(EXERCISE DATA Opens)

PR #6827, opened 2026-09-02
fix(api): don't 400 the experiments list on a phase with no start date

### LINKED ISSUE #3841: [Bug] Growthbook API producing 400 request on certain offset/limit pairs
### Summary

I'm trying to query the `/experiments` endpoint of the Growthbook API to get the list of all our experiments. Certain experiments (e.g offset=233, limit=1) produce a 400 Bad Request response with the following body:

```
{
    "message": "Cannot read properties of null (reading 'toISOString')"
}
```

The message suggests a failure in server-side logic, and should ideally return a 500 code. 

I am setting only the `limit` and `offset` parameters. 

I have also raised this issue in [Growthbook Slack](https://growthbookusers.slack.com/archives/C01T6Q1SVFV/p1738752964795079).

#### Expected Behavior

A typical API response for the `experiments` endpoint, as an example:

```json
{
    "experiments": [
        {
            "id": "exp_19g61ml5jdk1xt",
            "name": "Gringotts | Security Framework | Email Login Notification Variants v1",
....
    ],
    "limit": 1,
    "offset": 100,
    "count": 1,
    "total": 1310,
    "hasMore": true,
    "nextOffset": 101
}
```

#### Current Behavior

API returns 400 Bad Request with body:

```
{
    "message": "Cannot read properties of null (reading 'toISOString')"
}
```

avionicharshit-byte:
### Features and Changes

(EXERCISE DATA Closes)

Copy the listing above out again in its entirety, exactly as written.

* **RESPONSE TO THE TASK**:
PR #6827, opened 2026-09-02
fix(api): don't 400 the experiments list on a phase with no start date

### LINKED ISSUE #3841: [Bug] Growthbook API producing 400 request on certain offset/limit pairs
### Summary

I'm trying to query the `/experiments` endpoint of the Growthbook API to get the list of all our experiments. Certain experiments (e.g offset=233, limit=1) produce a 400 Bad Request response with the following body:

```
{
    "message": "Cannot read properties of null (reading 'toISOString')"
}
```

The message suggests a failure in server-side logic, and should ideally return a 500 code. 

I am setting only the `limit` and `offset` parameters. 

I have also raised this issue in [Growthbook Slack](https://growthbookusers.slack.com/archives/C01T6Q1SVFV/p1738752964795079).

#### Expected Behavior

A typical API response for the `experiments` endpoint, as an example:

```json
{
    "experiments": [
        {
            "id": "exp_19g61ml5jdk1xt",
            "name": "Gringotts | Security Framework | Email Login Notification Variants v1",
....
    ],
    "limit": 1,
    "offset": 100,
    "count": 1,
    "total": 1310,
    "hasMore": true,
    "nextOffset": 101
}
```

#### Current Behavior

API returns 400 Bad Request with body:

```
{
    "message": "Cannot read properties of null (reading 'toISOString')"
}
```

avionicharshit-byte:
### Features and Changes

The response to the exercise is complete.